=== SUPPLIED RECORDS ===
Issue #18588, opened 2023-11-30
Docker metasploit does not run on ARM processors


MikeAnast:
It seems that docker image of the metasploit framework does work on ARM processors .

To reproduce it:
1. Pull the latest docker image from docker hub.
2. Run the command
```bash
docker run -it --rm  metasploitframework/metasploit-framework /bin/bash -c "./msfconsole -x 'show exploits;exit'"
```
3. The error below is observed:
![image](https://github.com/rapid7/metasploit-framework/assets/24854891/02731919-8fdf-49cd-bb87-c6da54f99689)

adfoster-r7:
Does this build script work for you?

```
./docker/bin/msfconsole --rebuild
```

And running:

```
./docker/bin/msfconsole
```

MikeAnast:
hi, thanks for your reply. I have the following error when i am trying to build the new image:
![image](https://github.com/rapid7/metasploit-framework/assets/24854891/94fa6deb-1e47-4369-825a-9ac259c9072a)

There is a problem with the **mingw-w64-gcc** package. 

The same error exists when I try to build the image from the Dockerfile:
![image](https://github.com/rapid7/metasploit-framework/assets/24854891/9d2d2428-74f2-4672-a484-e6ce3bf922a9)

adfoster-r7:
Interesting! I believe we only require mingw in Docker for compiling the the runtime payloads that are generated by these encryption modules:

https://github.com/rapid7/metasploit-framework/blob/15bf3cb4728fec91fa8915b61fd57f6e03a4def5/modules/payloads/stagers/windows/x64/encrypted_reverse_tcp.rb#L30

So I'm thinking it could be conditionally skipped at build time for the docker ARM env for now

MikeAnast:
I deleted the package **mingw-w64-gcc** from the Dockerfile. Now there is an issue on impacket library on alpine linux images, not sure why:
![image](https://github.com/rapid7/metasploit-framework/assets/24854891/1554f991-ee95-4982-aa93-9cb55945c3eb)

I try to solve this by using libraries (added on Dockerfile) suggested in posts like the following:
https://stackoverflow.com/questions/71372066/docker-fails-to-install-cffi-with-python3-9-alpine-in-dockerfile

I think if I manage to solve this error, the image will build successfully.

adfoster-r7:
[...]

PR #18601, opened 2023-12-06
Dockerfile for arm64 and amd64 using multi-stage build

MikeAnast:
This pull request (PR) adds a new multi-stage Dockerfile that can be used to build the metasploit for both ARM and AMD architectures.

According to issue #18588, Metasploit does not run on ARM architectures. Therefore, i added a multi-stage Dockerfile to build an image for both ARM and AMD architectures.

To build the image, you need to specify an additional argument named **architecture**, where you define either **amd64** or **arm64**. 

For example,

```bash
docker build --build-arg architecture=amd64 -t metasploit_amd .
docker build --build-arg architecture=arm64 -t metasploit_arm .
```

## Verification
The build images are functional for both ARM and AMD architectures. I have tested them on some use-cases, but additional testi is, of course, required.

Many thanks to @adfoster-r7 !


adfoster-r7:
Thanks! Do you think something like this would work? Making changes from the master Dockerfile to be:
===
### EXERCISE PROMPT
Scan the records for the word "multi", and copy each line where it is found.

### ANSWER BOX
Dockerfile for arm64 and amd64 using multi-stage build
This pull request (PR) adds a new multi-stage Dockerfile that can be used to build the metasploit for both ARM and AMD architectures.
According to issue #18588, Metasploit does not run on ARM architectures. Therefore, i added a multi-stage Dockerfile to build an image for both ARM and AMD architectures.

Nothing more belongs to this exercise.